### Activity
Report the count of lines with "that" in the data below, and no other words.
-- Information given follows --
PR #2752, opened 2019-07-11
Update mass_scanner.txt

MikhailKasimov:


stamparm:
Looks like a temporary IP (VPS) used for mass scans. Please use this one for "established" mass scanners (as are other listed here)

PR #2753, opened 2019-07-11
Update magentocore.txt

MikhailKasimov:


stamparm:
Majority are compromised sites (while you shortened IOCs to domain names)

PR #2763, opened 2019-07-11
Update generic.txt

MikhailKasimov:

PR #2766, opened 2019-07-11
Update android_roamingmantis.txt

MikhailKasimov:
To avoid potential detection in the middle of some strings/domains/etc.


stamparm:
https://github.com/stamparm/maltrail/pull/2763#issuecomment-510829734

MikhailKasimov:
@stamparm Fixed

stamparm:
@MikhailKasimov p.s. just be aware that `^` will skip cases like `www.<malicious_domain`. So, use it wisely

MikhailKasimov:
> 
> 
> @MikhailKasimov p.s. just be aware that `^` will skip cases like `www.<malicious_domain`. So, use it wisely

Yeah, I already thought on it when adding today's regex for phishing. On ```roamingmantis``` there are no domains with ```www.```.

PR #2793, opened 2019-07-13
Update gandcrab.txt

MikhailKasimov:


stamparm:
Majority are regular domains. Also, on that same reference page: `Domain Names contacted by malware. Does not indicate maliciousness`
-- Information given concluded --
### Solved problem
3